Tomorrow, the first bitcoin exchange-traded fund (ETF) in the U.S. is scheduled to go live on The New York Stock Exchange.
The ProShares Bitcoin Strategy ETF, which will trade under the ticker symbol BITO, will invest “primarily” in bitcoin futures, according to a statement announcing the planned launch.
This new fund could provide investors with significant opportunity to gain exposure to bitcoin without using a digital currency exchange like Coinbase or Kraken.[Ed note: Investing in cryptocoins or tokens is highly speculative and the market is largely unregulated. Anyone considering it should be prepared to lose their entire investment.]
However, not everyone has provided an optimistic take on this development, with a recent MarketWatch article, penned by markets editor Mark DeCambre, emphasizing the concerns voiced by registered investment advisers (RIAs).
The piece quoted Ben Cruikshank, head of investing platform Flourish, which is owned by MassMutual and works with RIAs who have a combined total of more than $1 trillion in assets under management.
“The firms we are speaking to are extremely skeptical” of a futures-based bitcoin ETF, he stated.
“The feedback that I’m getting is a derivative is a less efficient form of ownership,” Cruikshank noted.
Further, RIAs have been noting that the bitcoin ETF scheduled to go live tomorrow is a “complicated futures product,” which is less straightforward than opening an account at Coinbase.
“It’s a hard thing to justify an inferior futures product,” said Cruikshank. “That is less my feedback and more what firms are telling me.”
Several analysts weighed in on these concerns, offering their perspective.
“Cruikshank is right on the money,” said Ben Armstrong, founder of BitBoy Crypto.
“Spot Bitcoin that has to be settled in Bitcoin is far more bullish than futures settled on paper.”
“But don’t let that take the shine off a futures ETF as a whole,” he stated.
“This is a paradigm shift. And it’s giving old school investors that chance to have exposure to Bitcoin.”
“It’s just another step to adoption which is what everyone in crypto likes to see.”
Shone Anstey, chairman & CEO of network infrastructure company LQwD Fintech Corp., also spoke to this matter.
He noted that the futures-based bitcoin ETF would come with greater costs and complexity compared to a spot-based fund.
However, this development does “represent a significant regulatory win for the Bitcoin industry and may encourage the SEC to approve a Bitcoin Spot Price ETF.”
Armando Aguilar, vice president of Digital Assets Strategy for Fundstrat Global Advisors, provided a similar point of view.
“A futures-based ETF is not what everyone in the space was expecting but it’s a step in the right direction as digital assets cross into the mainstream,” he stated.
Silvia Jablonski, cofounder and chief investment officer for ETF sponsor Defiance ETFs, also commented on the situation.

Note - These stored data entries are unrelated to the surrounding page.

PR #810, opened 2021-08-12
Fix identifiers shadowed by a function argument

MonicaOlejniczak:
## Changes
* Patch `@compiled/babel-plugin`
* Update the logic in `evaluateExpression`, so that the `ownPath` is set on a new meta object. This ensures that the correct expression is generated in the style prop, when an identifier is shadowed by a function argument.
* Create generic `transform` test utility, that will later be used for the `keyframes` API
* Add test case to `css-builders`
* Add `prettier` as a dev dependency, for the test utility

### DIFF
--- a/packages/babel-plugin/src/__tests__/css-builder.test.tsx
+++ b/packages/babel-plugin/src/__tests__/css-builder.test.tsx
@@ -1,13 +1,4 @@
-import { transformSync } from '@babel/core';
-import babelPlugin from '../index';
-
-const transform = (code: string) => {
-  return transformSync(code, {
-    configFile: false,
-    babelrc: false,
-    plugins: [babelPlugin],
-  })?.code;
-};
+import { transform } from './test-utils';
 
 describe('css builder', () => {
   it('should keep nested unconditional css together', () => {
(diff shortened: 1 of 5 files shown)


packages/babel-plugin/src/__tests__/css-builder.test.tsx
```diff
@@ -19,4 +10,43 @@ describe('css builder', () => {
...
+      const color = baseColor;
+
+      <div css={{
+        backgroundColor: getBackgroundColor(customBackgroundColor),
+        color
+      }} />
+    `);
+
+    // Make sure color is used over customBackgroundColor
+    expect(actual).toIncludeMultiple(['{color:var(--_1ylxx6h)}', '"--_1ylxx6h": ix(color)']);
```
pancaspe87, line 28: Hey @MonicaOlejniczak , just for my understanding, without the fix in `evaluateExpression`, we would have the same colour for both `backgroundColor` and `color`? 
For example, if `customBackgroundColor` is yellow, we would have yellow applied on both properties?

pancaspe87 (approved):

pancaspe87 (approved):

“It’s very exciting news that Bitcoin in the ETF format is going to trade in US markets tomorrow,” she stated.
“I believe that this opens up the world of crypto to the masses like never before.”
“Is it the best vehicle for investors? Well, it depends on the investor,” noted Jablonski.
“Assuming that the investor is not mining cryptocurrency or comfortable with storing in a digital wallet, the next and easiest and best way to get pure Bitcoin exposure is to buy the physical asset/currency,” she stated.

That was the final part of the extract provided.